This is not a “real” post — just evidence to the fact that I think too much. I’m not about to go into details about the surrounding circumstances, not in a public forum, but these are just some of the random musings to which my mind has been host recently. Feel free to answer any or all of them, as I’m not quite sure what I think, myself!
- How far would you go to stand by a family member who’s done something wrong?
- Does it matter what they’ve done?
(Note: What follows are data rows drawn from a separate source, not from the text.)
PR #607, opened 2021-08-17
Subscription Management now using customer-agreement api

manny-m:
### [Closes ENT-4631](https://openedx.atlassian.net/browse/ENT-4631)

The purpose of this change is to make our subscription expiration modal/alert reminders to use a new field `netDaysUntilExpiration` coming from `/api/v1/customer-agreement/`, to better alert our users. 

Users will no longer be alerted if they have an upcoming/pending  subscription. They will only be notified about expiration when when the the last expiration date is within the expiration notification threshold (120 days).

Screenshot below show two plans, named `expired sub plan` and `expires later`. 

Screen Shot 2021-08-17 at 4 57 07 PM
 
If we navigate to `expired sub plan` detail view you will see no alert is being showed because we still have an ongoing plan `expires later`.
Screen Shot 2021-08-17 at 4 53 36 PM

If both plans were expired or close to expiration however, a warning would be shown.

### DIFF
--- a/src/components/subscriptions/expiration/SubscriptionExpirationBanner.jsx
+++ b/src/components/subscriptions/expiration/SubscriptionExpirationBanner.jsx
@@ -14,12 +14,12 @@ import ContactCustomerSupportButton from '../buttons/ContactCustomerSupportButto
 
 const SubscriptionExpirationBanner = ({ isSubscriptionPlanDetails }) => {
   const {
-    subscription: { daysUntilExpiration, expirationDate, showExpirationNotifications },
+    subscription: { agreementNetDaysUntilExpiration, expirationDate, showExpirationNotifications },
   } = useContext(SubscriptionDetailContext);
   const [showBanner, setShowBanner] = useState(true);
 
   const renderMessage = () => {
-    const subscriptionExpired = daysUntilExpiration <= 0;
+    const subscriptionExpired = agreementNetDaysUntilExpiration <= 0;
     // use subscription detail view messaging
     if (isSubscriptionPlanDetails) {
       return (
@@ -59,7 +59,7 @@ const SubscriptionExpirationBanner = ({ isSubscriptionPlanDetails }) => {
             <Alert.Heading>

Would you draw the line somewhere — assault, theft, rape, murder?
- Would it make a difference whether you’re related by blood or by marriage?
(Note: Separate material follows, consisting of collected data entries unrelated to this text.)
PR #618, opened 2021-09-15
fix: revoke emails should also redirect to learner portal

sameenfatima78:
JIRA: https://openedx.atlassian.net/browse/ENT-4886

Actual: Revoke emails do not redirect to learner portal if learner portal is enabled in enterprise configuration.
Expected: It should redirect to learner portal if learner portal is enabled, otherwise to B2B search page.

### DIFF
--- a/src/components/CodeRevokeModal/index.jsx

- Why is it that things which ought to bring people together can instead tear them apart?
- How is it that people can be so oblivious to their own faults — to the extent that they view themselves as possessing exactly the opposite attribute?
- What do you do when you’re caught between a rock and hard place?
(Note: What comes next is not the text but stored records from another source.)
PR #619, opened 2021-09-17
chore: use bulk-revoke endpoint to revoke licenses

long74100:
Deprecating the /revoke and moving towards /bulk-revoke to remove redundancy. New endpoint will be used for the new table as well.

https://openedx.atlassian.net/browse/ENT-4737


manny-m (commented):
LGTM 👍

manny-m (approved):

PR #623, opened 2021-09-28
fix: change boolean check for conditional enabling file attachment

muneebGH:


.env.development
```diff
@@ -32,4 +32,4 @@ FEATURE_BULK_ENROLLMENT=true
 HOTJAR_APP_ID=''
 HOTJAR_VERSION=6
 HOTJAR_DEBUG=''
-FEATURE_FILE_ATTACHMENT=false
+FEATURE_FILE_ATTACHMENT=true
```
sameenfatima78, line 35: Are we enabling this feature for production too?

sameenfatima78 (approved):
Just one question, otherwise good to go

.env.development
muneebGH: not yet, once i test on stage, i will create edx-internal PR to enable it on production.

sameenfatima78: Sounds good

PR #628, opened 2021-10-06
docs: Staring up a PR template for frontend changes

binodpant:
Based on actoin item I had from retrospectives that we need to remind ourselves to do screenshot and ux reviews for PRs


johnnagro (approved):
⛵

PR #629, opened 2021-10-07
build: remove es5 compatibility check

muhammad-ammar:
**Description:** The sole purpose of ES5 was to verify that the built code is compatible with older browsers like IE 11. however, since we’re now no longer supporting IE 11, we technically no longer need to transpile code to ES5 hence we can remove this check.

# For all changes


adamstankiewicz (approved):
LGTM!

- When is it better to play deaf and dumb, and when is it better to get into something that might hurt and will definitely stir things up?
- What do you do when you are so angry that you can’t even see straight, but you can’t tell anyone or do anything about it because you don’t know if it would just be a venting session or if you’d blow up?
- When did the world become so populated with crazy, greedy, self-righteous people?
- Why is it that no matter what happens to make this blatantly obvious, I will never learn that whatever I do will never be good enough, and that the only person anyone can ever really trust is themselves?
…And I think I will stop there, though I could on for quite a while longer.
Regular posting will hopefully resume tomorrow. Enjoy your Sunday!